Using multiple housekeeping genes for normalization is currently the most reliable approach. In this strategy, the expression of multiple housekeeping genes is assayed, and the genes that show the lowest level of variation are selected for use. Software has been developed for selecting the optimum genes for correction (e.g., geNorm and BestKeeper). Inferences may also be made from microarray or RNA-seq expression profiling data, if available.

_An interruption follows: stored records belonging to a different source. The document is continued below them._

Issue #51, opened 2025-06-06
.neuropilot/


KTrain5169:
Towards the next release (or the release after) I think one of the important things to consider is the `.neuropilot` folder. Right now we are currently relying on the .vscode/settings.json to store our configs. Not a bad measure by any means, but we could do better by moving it to our own folder.

Things to consider:
- What should the schema for the JSON look like?
- What items should be moved to the .neuropilot folder? (Permissions is a definite "no")
- Should we make our own UI for our settings?

PR #88, opened 2025-08-26
Patches PR following the 2025-08-25 Evil Dev Stream test!

KTrain5169:
# @KTrain5169's list:
## Functional changes

- [x] When switching files by a human, context isn't sent, this is a bit of a problem for "student-pilot" as vedal switching files may not be made clear to the twins & they don't get a refresh on the file's contents *(Implemented in fb4aa2cd0074d66b1d588bd10fbc5d8c7698a658)*
- [x] Evil tries to input position parameters in insert text instead of moving the cursor first and then inserting text, this should be allowed and all schemas **must** now have `additionalProperties: false` for the schema lib (unless we just add a custom check for that at RCE instead of back-adding that to every schema) *(Implemented in b942e11dc9453ebb7bfe84015ef92d57249c06a6 (position parameters) and 8354ef6edd5307c372dd327b2d837443de1a4f03 (additionalProperties))*
- [x] A different option for regex text should be available as an option for replace/delete - Glob patterns probably weren't tried during stream. Probably should've realised that much earlier but oh well.
- [x] Range options should be specifiable for replace/delete *(Implemented in b0d0cb801f3c89b04fad1f482c4d750702ceb5e7)*
  - This should be used to limit the range to replace and delete text.
- [x] actually while we're at it the cursor should also have the ability to highlight like clicking and dragging text like a range *(Implemented in df8dbbb92c3f415e98a64574d547de0bbd1b71f1)*

## Config/context changes

- [x] CNAME shouldn't be neuro-safe by default (currently is because it doesn't start with a dot and lives at root, not a subfolder)
- [x] perhaps should be made clear to evil that binary files like .png are gibberish (is there even a way to tell if a file is binary without trying to parse it?) *(Implemented in 8e812ad503c8cb063944ccf92c664889ab7d7834)*

# @Pasu4's list:
## General changes

- [x] Specify to use newlines and indentation appropriately for `insert_text`. *(Implemented in 5a8cd5ddbcbc4788f9bcf347a0a309bd57884c63)*
- [x] The user should be able to disable specific actions by name. *(Implemented in c2644db7fb19d5ab4c2d6cdacf1e9438fe649bd8)*
  - ~~VS Code settings UI might get a bit messy if this was implemented, so something like #51 and/or a sidebar to contain toggles should be used here instead.~~ @KTrain5169 learned something new and that was array schemas for extension settings.
- [x] The entire file should be sent as context. *(Kinda implemented in dbe0f3d7f00b1b87f4dc3fa8714e2b598e15ea67)*
  - Maybe a max length failsafe would be good in case she does something with regex replace again, but what should happen in that case?
- [x] If an action moves the cursor, it should be mentioned in its description. *(Implemented in 8151bb7061d5b79a33505e43bba2a71502b3b407)*
- [x] Show Neuro's last edit using text decorations. *(Implemented in 41f8f67592f3f396c70287cda2ae68df3d5728f0)*
  - We could use [jonTrent/PatienceDiff](https://github.com/jonTrent/PatienceDiff) for this (licensed under [The Unlicense](https://github.com/jonTrent/PatienceDiff/blob/dev/UNLICENSE.txt))

## New actions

What standard samples are recommended for preparing calibration curves?

Suitable standard samples are those that approximate the actual sample as closely as possible. For gene expression analysis studies, use cDNA prepared from samples collected under conditions in which the target gene is known to be expressed. For genomic analysis studies, use genomic DNA.

Artificial standard samples (e.g., plasmid DNA) are not recommended. Even when the sequence of the amplicon is identical, any substantial difference in the template composition may result in variable PCR amplification efficiencies (e.g., genomic DNA vs. plasmid DNA).

What method(s) should be used for analyzing qPCR amplification products?

When using a validated primer, previous melt curve analysis (Tm values) can serve as a reference. If the Tm value is the same as observed in the past, it is reasonable to assume that the PCR product is the same as that obtained in the past.

Keep in mind, however, that although identical PCR products will show the same Tm value, obtaining identical Tm values alone does not necessarily confirm that the PCR products are identical. An independent confirmation method should be used; when using a primer for the first time, please perform electrophoresis to confirm that the amplification product of the real-time PCR is the intended size.

What is the appropriate number of replicates (n)?

The necessary number of sample replicates (n) varies depending on the experimental system. In principle, when the experimental error is expected to be relatively large, use a larger number of samples:

When profiling gene expression by RT-qPCR, it is useful to prepare multiple biological replicates and perform multiple RNA extractions in order to ascertain the degree of biological variability.
With respect to qPCR, greater variability is expected when using a low level of template because the number of cycles required for detection will be high. In such cases, use a larger number of replicates.

What is the sensitivity of qPCR?

The sensitivity of qPCR varies depending on experimental conditions such as the reagents and primers used. Appropriately designed systems have demonstrated the ability to detect as few as ~10 copies of template.

I understand that there are two ways to determine the Ct value. What are they?

The Ct value can be determined by two different methods:

The crossing point method defines the Ct value as the crossing point between the amplification curve and the threshold line.
The second derivative maximum method defines the Ct value as the point of the maximum of the second derivative of the amplification curve (second differential curve). The latter method allows highly precise analyses, since the Ct value is fixed by setting a threshold and is not subject to the effect of instrument-specific detection variability.

Please note that some instrument systems do not allow one to choose between the crossing point method and the second derivative maximum method.

What are the differences between absolute and relative quantification?

Absolute quantification determines the absolute number (i.e., number of copies) of a target using a standard sample that has a known number of copies.
Relative quantification allows a relative comparison between samples. Typically, using relative quantification, a target gene to be quantified and a reference gene (e.g., a housekeeping gene) are simultaneously assayed for the purpose of correction (normalization). Relative quantification provides the difference in expression level in the unknown sample compared with the control sample.